The discovery of the RNAi pathways led to the use of shRNA to inhibit the faulty gene expression in ocular diseases. This gene silencing strategy would be suitable, for some dominant genetic diseases, ocular cancers, or certain infectious diseases. This strategy introduces an RNAi expression cassette that either inhibits the mutant gene or interferes with the mutant protein activity. Inspiring safety results have been reported with siRNAs targeting the RT801 gene or caspase-2 (QPI-1007) in glaucoma, in non-arteritic anterior ischemic optic neuropathy (NAION), etc (106). There are success stories of gene silencing for several diseases in preclinical studies and currently, some are progressing toward clinical trials.
All the different strategies of gene therapy mentioned above have certain limitations. With gene augmentation therapy, safety is a concern as there is a chance of insertional mutagenesis in the host genome in case of integrating vectors and waning of expression from non-integrating vectors over time leading to loss of therapeutic effects. Despite success, gene silencing strategies are typically limited by incomplete suppression of the mutant protein. For both gene editing and RNAi mechanisms, the major concerns like off-target effects and extended toxicity of the enzymes need to be considered. The potential off-target effects of these techniques need to be considered carefully and followed diligently in human studies. Overall, further studies in the safety and efficacy profile of these new modalities are critical.

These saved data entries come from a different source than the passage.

PR #690, opened 2026-06-25
Unified audio extensions

jzohrab:
Stealing the code from https://github.com/MilanTodorovic/lute-v3/pull/2

Putting it in a PR for visibility and to run through CI.

Thanks to @marcomachado!


jzohrab:
Launched in 3.10.2.

PR #687, opened 2026-06-24
Fix: Resolve broken Bing Image Search Issue #685

marcomachado:
Credits to ignacio (discord ignacio400). He proposed this fix on Discord. I just submitted here

**Description**
Fixes #685

Bing recently updated their HTML layout and bot detection, causing the image search panel in Lute to return few or no images. Three separate issues contributed to this breakage:

1. Wrong CSS classes: Lute filtered images by classes (rms_img and vimgld) which Bing no longer uses.
2. Missing User-Agent: Without a UA header, Bing flags the request as a bot and serves a stripped-down HTML page.
3. Suboptimal Endpoint: Lute was scraping /images/search (a full HTML page that loads images via JS). Since Lute doesn't execute JavaScript, it only saw the sparse initial DOM.

**Changes Proposed**

1. Update Endpoint: Switched the request url to /images/async, which serves image data directly.
2. Add Headers: Added a standard browser User-Agent to bypass the bot-blocker.
3. Parse JSON Data: Changed the parsing logic to extract image URLs from Bing's internal JSON data format (m="{...}" attribute) instead of relying on fragile CSS class names.
4. UI Improvement (Thumbnail Grid): Updated index.html to display the returned images as a compact thumbnail grid (display: flex, 120x90px, object-fit: cover). Previously, images loaded at their full original size, which required excessive scrolling.

PR #691, opened 2026-06-26
Fix bing search

jzohrab:
Replacement PR for #687.

The code here used the code in that PR (in its initial state), with some lint fixes, and then an additional fix as some images weren't saveable (and were throwing errors in the js console when clicked), e.g.:

image

### DIFF
--- a/lute/bing/routes.py
+++ b/lute/bing/routes.py
@@ -49,6 +49,7 @@ def bing_search_page(langid, text, searchstring):
 def bing_search(langid, text, searchstring):
     "Do an image search."
 
+    # pylint: disable=too-many-locals
     # Searching for images slows acceptance tests.  If NO_BING_IMAGES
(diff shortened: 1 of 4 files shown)


jzohrab:
Hi @marcomachado -- I'm pretty sure everything is here.  I took the code prior to your last forced push, so maybe you'd advise making further adjustments.  The biggest add was the last commit to handle some blocked images, as about half of the images were causing me problems.  Thanks!

marcomachado:
> Hi @marcomachado -- I'm pretty sure everything is here. I took the code prior to your last forced push, so maybe you'd advise making further adjustments. The biggest add was the last commit to handle some blocked images, as about half of the images were causing me problems. Thanks!

I see! Seems ok to me!
I didn't see this forbidden error. Thanks for solve it!

jzohrab:
Launched in 3.10.2.

PR #697, opened 2026-07-01
Add hotkey to copy selected words.

### LINKED ISSUE #566: Add hotkey: copy hovered word
Like the title says.  Currently can shift-drag to copy a range, but not a single word.

kblissett:
closes #566

This PR adds a configurable hotkey for copying the selected word(s). When non-contiguous words are selected they will be copied to the clipboard with a single space separating them. This may not be ideal for languages that do not separate words with spaces, but I'm not sure what else to do for the general case of copying non-contiguous spans.

### DIFF
--- a/lute/settings/hotkey_data.py
+++ b/lute/settings/hotkey_data.py
@@ -9,6 +9,8 @@ import yaml
 # Hotkeys and descriptions.
 _ALL_HOTKEY_DATA = """
 Copy:
+- hotkey: hotkey_CopySelected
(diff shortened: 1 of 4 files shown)


jzohrab:
Thanks very much @kblissett for adding the acceptance test, it’s so important!

ci will check lint and code formatting as well so if something comes up, please adjust. Ping me on discord if needed. 👋

kblissett:
Looks like this was clean on CI as far as I can tell. No changes made.

PR #699, opened 2026-07-05
Fix: reuse external dictionary popup window

### LINKED ISSUE #622: how to prevent pop-up windows spamming?
hey man, thank you for this piece of software, already have 13k records. extremely helpful. 

i just wanna ask how to do what the title is talking about? most of online dicts are non-embeddable so i have to select pop-up type for them. but on every new access there come up new window and so i end up with tens of browser windows and laggign system as a consequence. is it possible to make lute re-using existing subwindows instead?

### LINKED ISSUE #698: Feat: Reuse a single external window for popup dictionaries
When using external dictionaries configured as Pop-up window (such as Google Translate, DeepL, or SpanishDict), Lute currently opens a new browser window or tab every time a lookup is performed or a new word is clicked. This quickly results in a large number of open windows that the user must manually close at the end of a reading session.

**Describe the solution you'd like**

This feature unifies and reuses a single external window for all external dictionary lookups (both sentence and term translations) during a reading session; so when an user clicks on a word, Lute should create a new window to lookup meaning, only if the translation window is not already open; otherwise, should reuse existing window and redirect to do a new search

When user closes book (eg.: go to homepage), all translation windows should be closed.

marcomachado:
closes #698
closes #622

This feature unifies and reuses a single external window for all external dictionary lookups (both sentence and term translations) during a reading session; so when an user clicks on a word, Lute should create a new window to lookup meaning, only if the translation window is not already open; otherwise, should reuse existing window and redirect to do a new search

When user closes book (eg.: go to homepage), all translation windows should be closed.

### DIFF
--- a/lute/static/js/dict-tabs.js
+++ b/lute/static/js/dict-tabs.js
@@ -238,7 +238,19 @@ class DictButton extends LookupButton {
     let settings = 'width=800, height=600, scrollbars=yes, menubar=no, resizable=yes, status=no'
     if (LUTE_USER_SETTINGS.open_popup_in_new_tab)
       settings = null;
-    window.open(lookup_url, 'otherwin', settings);
+    
+    const topWin = window.top;
+    if (topWin.lute_popup_window && !topWin.lute_popup_window.closed) {
+      topWin.lute_popup_window.location = lookup_url;
+      topWin.lute_popup_window.focus();
+    } else {
+      const pop = topWin.open(lookup_url, 'dictwin', settings);
+      topWin.lute_popup_window = pop;
+      if (!topWin.lute_popup_windows) {
+        topWin.lute_popup_windows = [];
+      }
+      topWin.lute_popup_windows.push(pop);
+    }
   }
 
   _load_frame(dicturl, text) {
--- a/lute/static/js/lute.js
+++ b/lute/static/js/lute.js
@@ -836,7 +836,19 @@ let show_translation_for_text = function(text) {
     let settings = 'width=800, height=600, scrollbars=yes, menubar=no, resizable=yes, status=no';
     if (LUTE_USER_SETTINGS.open_popup_in_new_tab)
       settings = null;
-    window.open(url, 'dictwin', settings);
+    
+    const topWin = window.top;
+    if (topWin.lute_popup_window && !topWin.lute_popup_window.closed) {
+      topWin.lute_popup_window.location = url;
+      topWin.lute_popup_window.focus();
+    } else {
+      const pop = topWin.open(url, 'dictwin', settings);
+      topWin.lute_popup_window = pop;
+      if (!topWin.lute_popup_windows) {
+        topWin.lute_popup_windows = [];
+      }
+      topWin.lute_popup_windows.push(pop);
+    }
   }
   else {
     top.frames.wordframe.location.href = url;
--- a/lute/static/js/lute.js
+++ b/lute/static/js/lute.js
@@ -836,7 +836,7 @@ let show_translation_for_text = function(text) {
     let settings = 'width=800, height=600, scrollbars=yes, menubar=no, resizable=yes, status=no';
     if (LUTE_USER_SETTINGS.open_popup_in_new_tab)
       settings = null;
-    window.open(finalurl, 'dictwin', settings);
+    window.open(url, 'dictwin', settings);
   }
   else {
     top.frames.wordframe.location.href = url;
--- a/lute/templates/read/index.html
+++ b/lute/templates/read/index.html
@@ -328,6 +328,19 @@
       $('div.audio-player-container').show();
     }
 
+    window.addEventListener("beforeunload", function() {
+      if (window.top.lute_popup_windows) {
+        window.top.lute_popup_windows.forEach(function(w) {
+          if (w && !w.closed) {
+            w.close();
+          }
+        });
+      }
+      if (window.top.lute_popup_window && !window.top.lute_popup_window.closed) {
+        window.top.lute_popup_window.close();
+      }
+    });
+
     goto_relative_page(0, true);
   });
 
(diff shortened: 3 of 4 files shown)


jzohrab:
Wow @marcomachado, this is super, thanks!  I haven't tried it out yet but the code looks good.  Cheers!

tests/acceptance/test_dict_popup.py
```diff
@@ -0,0 +1,83 @@
...
+def test_dictionary_popup_reuses_window(luteclient):
+    """
+    Verify that subsequent lookups reuse the same popup dictionary window.
+    """
+    # 1. Update Spanish dictionary to be popuphtml
+    luteclient.visit(
+        "dev_api/execsql/UPDATE%20languagedicts%20SET%20LdType%20%3D%20%27popuphtml%27"
+    )
+
+    # 2. Create a book in Spanish
```
jzohrab, line 15: Hi @marcomachado -- these comments look like they were AI-generated, right?  Not a problem, but AI can often over-generate comments.  It's not necessary to add a comment when the code is so clear, so you can remove those in future.  Don't bother to change this PR :-)

I'll add a few more comments here, just for your reference.

tests/acceptance/test_dict_popup.py
```diff
@@ -0,0 +1,83 @@
...
+
+    # Wait for the dictionary button in the main page and click it
+    dict_btn = luteclient.page.locator(".dict-btn-external").first
+
+    # 5. Click the dict button and expect a popup window to open
+    with luteclient.page.expect_popup():
+        dict_btn.click()
+
+    # Check that a new page was opened
+    assert len(context.pages) == initial_page_count + 1
```
jzohrab, line 33: @marcomachado  - asserts can actually take messages that provide useful error info, so rather than write a comment and then an assert with no info (which would fail with "0 != 1" or similar), you can combine them like this:

```
assert len(context.pages) == initial_page_count + 1, "new page was opened"
```

If this failed, it would say something like "fail: New page was opened (0 <> 1)" or similar, so it provides more information at test failure time.

tests/acceptance/test_dict_popup.py
```diff
@@ -0,0 +1,83 @@
...
+
+    # 6. Now click the word "Adios" in the reading pane to switch to editing "Adios"
+    luteclient.click_word("Adios")
```
jzohrab, line 36: @marcomachado - The code already says what it does, the comment is just repeating that :-)  Redundant = bad, so just the line of code is good.

ok, I think that's enough of my feedback.  Happy to chat on discord if it's helpful.

lute/static/js/dict-tabs.js
```diff
@@ -238,7 +238,19 @@ class DictButton extends LookupButton {
...
+      topWin.lute_popup_window.location = lookup_url;
+      topWin.lute_popup_window.focus();
+    } else {
+      const pop = topWin.open(lookup_url, 'dictwin', settings);
+      topWin.lute_popup_window = pop;
+      if (!topWin.lute_popup_windows) {
+        topWin.lute_popup_windows = [];
+      }
+      topWin.lute_popup_windows.push(pop);
+    }
```
jzohrab, line 253: @marcomachado - This code and the other sections are good, but my concern is that it introduces a concept (the `lute_popup_window` etc) that is spread across a few files, and so it's hard to see how things are connected, or easy to miss.  It would be nice if these three tightly-related things I don't think there's a good way to manage this, though.

lute/static/js/lute.js
```diff
@@ -836,7 +836,19 @@ let show_translation_for_text = function(text) {
...
+      topWin.lute_popup_window.focus();
+    } else {
+      const pop = topWin.open(url, 'dictwin', settings);
+      topWin.lute_popup_window = pop;
+      if (!topWin.lute_popup_windows) {
+        topWin.lute_popup_windows = [];
+      }
+      topWin.lute_popup_windows.push(pop);
+    }
   }
```
jzohrab, line 852: The above block of code is duplicated from dict-tabs.js ... duplication is bad, it would be nice if there was a single source.

dict-tabs.js is included in a few places:
* lute/templates/term/_form.html
* lute/templates/read/index.html

... On the other hand, the js overall is kind of messy, and it's hard to sort out the inclusions neatly, so maybe we just live with this, but add a comment to the code to say that this is duplicate code from dict-tabs.js, and add a TODO comment to say remove the duplication.

lute/templates/read/index.html
```diff
@@ -328,6 +328,19 @@ <h2>&#127881;</h2>
       $('div.audio-player-container').show();
     }
 
+    window.addEventListener("beforeunload", function() {
```
jzohrab, line 331: If we can't somehow move all of the js functions introduced in this PR into a single file source to clarify the connection between the different parts, then this code should have a comment saying something like `top.lute_popup_windows and top.lute_popup_window are set in dict-tabs.js and lute.js`

jzohrab (changes requested):
Hi @marcomachado - a few ponts for discussion here.  I don't know if there's an easy way to centralize the dictionary management stuff to a single location -- the functions could go into a new `lute-popup.js` file which is included in the `base.html` and also in the `templates/term/_form.html`  That way, the management of the popups would be fairly clear.

In addition, we should clean up the excess comments in the acceptance test :-)

Let me know what you think, we can also chat on Discord.  Cheers!

jzohrab (approved):
@marcomachado - I think I'll implement the js idea as documented in recently opened issue #708 -- I'll take care of that, it's quick, and with your tests here it gets exercised.  So I'll merge this and take it back from you.  Thank you very much!

lute/static/js/lute.js
jzohrab: I'll try a quick fix for this, per my comment.  Thanks!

Mutation independent gene therapy strategies
One of the major causes of blindness is IRD, caused by a variety of mutations in more than 300 genes (3). Vision loss in all IRDs regardless of the relevant mutation is the final outcome which is typically due to the death of photoreceptor cells. While every retinal disease has its own genetic mutation, the common disease physiology, i.e., the loss of photoreceptors, is not always addressed sufficiently by the current approaches. As noted in the gene therapy clinical trials of LCA2, the visual function reduced after a few years even after rescuing the primary gene mutation in the retina. The reduction in the visual function was due to the persistent death of photoreceptors that diminished the efficiency of AAV.RPE-65 gene therapy (107–109). Photoreceptor death is a cumulative consequence of photic damage, aberrant cell signaling, endoplasmic reticulum stress, mitochondrial dysfunction and chronic inflammation (110). It was noticed that in animal models lacking RPE656, ABCA4, etc., loss of photoreceptors through apoptosis occurred spontaneously in response to light damage (111–113). The IRDs are being treated currently through a gene therapy approach based on mutations specific to a small subset of patients who carry the exact cognate gene mutations (114).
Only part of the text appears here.